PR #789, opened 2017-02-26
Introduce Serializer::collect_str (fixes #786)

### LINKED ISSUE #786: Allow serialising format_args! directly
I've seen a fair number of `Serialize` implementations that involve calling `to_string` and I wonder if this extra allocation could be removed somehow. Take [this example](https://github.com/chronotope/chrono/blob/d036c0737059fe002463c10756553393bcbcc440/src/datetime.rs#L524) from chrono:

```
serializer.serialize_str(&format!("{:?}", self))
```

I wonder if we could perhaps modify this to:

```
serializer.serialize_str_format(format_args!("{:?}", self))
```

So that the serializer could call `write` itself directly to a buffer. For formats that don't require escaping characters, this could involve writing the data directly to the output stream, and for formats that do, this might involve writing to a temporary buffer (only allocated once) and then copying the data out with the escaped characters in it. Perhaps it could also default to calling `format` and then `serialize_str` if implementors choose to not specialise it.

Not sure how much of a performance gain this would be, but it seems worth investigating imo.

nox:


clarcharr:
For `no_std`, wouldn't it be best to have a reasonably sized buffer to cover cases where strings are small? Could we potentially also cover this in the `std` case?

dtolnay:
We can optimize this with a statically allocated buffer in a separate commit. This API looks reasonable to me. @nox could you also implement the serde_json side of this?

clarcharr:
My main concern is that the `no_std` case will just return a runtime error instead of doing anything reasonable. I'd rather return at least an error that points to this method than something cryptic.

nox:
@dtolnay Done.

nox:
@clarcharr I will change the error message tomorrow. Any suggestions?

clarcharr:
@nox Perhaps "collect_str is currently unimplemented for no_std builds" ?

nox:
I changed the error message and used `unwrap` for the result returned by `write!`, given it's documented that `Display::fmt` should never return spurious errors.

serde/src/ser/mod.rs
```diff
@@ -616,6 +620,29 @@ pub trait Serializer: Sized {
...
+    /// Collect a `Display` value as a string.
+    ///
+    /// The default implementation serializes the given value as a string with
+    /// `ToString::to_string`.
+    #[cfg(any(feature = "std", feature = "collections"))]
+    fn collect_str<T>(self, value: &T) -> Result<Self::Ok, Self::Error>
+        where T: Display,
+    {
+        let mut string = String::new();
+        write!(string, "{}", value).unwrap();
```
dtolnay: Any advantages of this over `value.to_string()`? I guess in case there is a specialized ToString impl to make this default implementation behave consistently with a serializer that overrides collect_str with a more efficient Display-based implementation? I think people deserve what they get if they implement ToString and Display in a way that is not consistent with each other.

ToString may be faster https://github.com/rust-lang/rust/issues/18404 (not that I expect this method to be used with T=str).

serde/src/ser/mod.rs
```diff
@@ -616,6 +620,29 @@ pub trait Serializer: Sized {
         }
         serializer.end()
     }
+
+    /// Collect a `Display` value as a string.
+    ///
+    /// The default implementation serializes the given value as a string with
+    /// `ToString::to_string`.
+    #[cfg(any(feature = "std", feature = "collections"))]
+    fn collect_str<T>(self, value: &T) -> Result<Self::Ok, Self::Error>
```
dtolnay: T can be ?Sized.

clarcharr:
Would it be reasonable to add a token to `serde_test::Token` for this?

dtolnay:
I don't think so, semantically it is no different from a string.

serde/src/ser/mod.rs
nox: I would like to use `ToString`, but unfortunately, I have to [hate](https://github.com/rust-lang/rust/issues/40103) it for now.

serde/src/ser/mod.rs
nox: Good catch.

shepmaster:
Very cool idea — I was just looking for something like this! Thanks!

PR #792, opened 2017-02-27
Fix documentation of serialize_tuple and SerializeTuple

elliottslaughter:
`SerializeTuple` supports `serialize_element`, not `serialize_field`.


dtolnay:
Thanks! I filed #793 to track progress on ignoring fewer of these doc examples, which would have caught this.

******

__ASSIGNMENT__: Give the data again, exactly as it stands.

__REPLY TO THE TASK__:
PR #789, opened 2017-02-26
Introduce Serializer::collect_str (fixes #786)

### LINKED ISSUE #786: Allow serialising format_args! directly
I've seen a fair number of `Serialize` implementations that involve calling `to_string` and I wonder if this extra allocation could be removed somehow. Take [this example](https://github.com/chronotope/chrono/blob/d036c0737059fe002463c10756553393bcbcc440/src/datetime.rs#L524) from chrono:

```
serializer.serialize_str(&format!("{:?}", self))
```

I wonder if we could perhaps modify this to:

```
serializer.serialize_str_format(format_args!("{:?}", self))
```

So that the serializer could call `write` itself directly to a buffer. For formats that don't require escaping characters, this could involve writing the data directly to the output stream, and for formats that do, this might involve writing to a temporary buffer (only allocated once) and then copying the data out with the escaped characters in it. Perhaps it could also default to calling `format` and then `serialize_str` if implementors choose to not specialise it.

Not sure how much of a performance gain this would be, but it seems worth investigating imo.

nox:


clarcharr:
For `no_std`, wouldn't it be best to have a reasonably sized buffer to cover cases where strings are small? Could we potentially also cover this in the `std` case?

dtolnay:
We can optimize this with a statically allocated buffer in a separate commit. This API looks reasonable to me. @nox could you also implement the serde_json side of this?

clarcharr:
My main concern is that the `no_std` case will just return a runtime error instead of doing anything reasonable. I'd rather return at least an error that points to this method than something cryptic.

nox:
@dtolnay Done.

nox:
@clarcharr I will change the error message tomorrow. Any suggestions?

clarcharr:
@nox Perhaps "collect_str is currently unimplemented for no_std builds" ?

nox:
I changed the error message and used `unwrap` for the result returned by `write!`, given it's documented that `Display::fmt` should never return spurious errors.

serde/src/ser/mod.rs
```diff
@@ -616,6 +620,29 @@ pub trait Serializer: Sized {
...
+    /// Collect a `Display` value as a string.
+    ///
+    /// The default implementation serializes the given value as a string with
+    /// `ToString::to_string`.
+    #[cfg(any(feature = "std", feature = "collections"))]
+    fn collect_str<T>(self, value: &T) -> Result<Self::Ok, Self::Error>
+        where T: Display,
+    {
+        let mut string = String::new();
+        write!(string, "{}", value).unwrap();
```
dtolnay: Any advantages of this over `value.to_string()`? I guess in case there is a specialized ToString impl to make this default implementation behave consistently with a serializer that overrides collect_str with a more efficient Display-based implementation? I think people deserve what they get if they implement ToString and Display in a way that is not consistent with each other.

ToString may be faster https://github.com/rust-lang/rust/issues/18404 (not that I expect this method to be used with T=str).

serde/src/ser/mod.rs
```diff
@@ -616,6 +620,29 @@ pub trait Serializer: Sized {
         }
         serializer.end()
     }
+
+    /// Collect a `Display` value as a string.
+    ///
+    /// The default implementation serializes the given value as a string with
+    /// `ToString::to_string`.
+    #[cfg(any(feature = "std", feature = "collections"))]
+    fn collect_str<T>(self, value: &T) -> Result<Self::Ok, Self::Error>
```
dtolnay: T can be ?Sized.

clarcharr:
Would it be reasonable to add a token to `serde_test::Token` for this?

dtolnay:
I don't think so, semantically it is no different from a string.

serde/src/ser/mod.rs
nox: I would like to use `ToString`, but unfortunately, I have to [hate](https://github.com/rust-lang/rust/issues/40103) it for now.

serde/src/ser/mod.rs
nox: Good catch.

shepmaster:
Very cool idea — I was just looking for something like this! Thanks!

PR #792, opened 2017-02-27
Fix documentation of serialize_tuple and SerializeTuple

elliottslaughter:
`SerializeTuple` supports `serialize_element`, not `serialize_field`.


dtolnay:
Thanks! I filed #793 to track progress on ignoring fewer of these doc examples, which would have caught this.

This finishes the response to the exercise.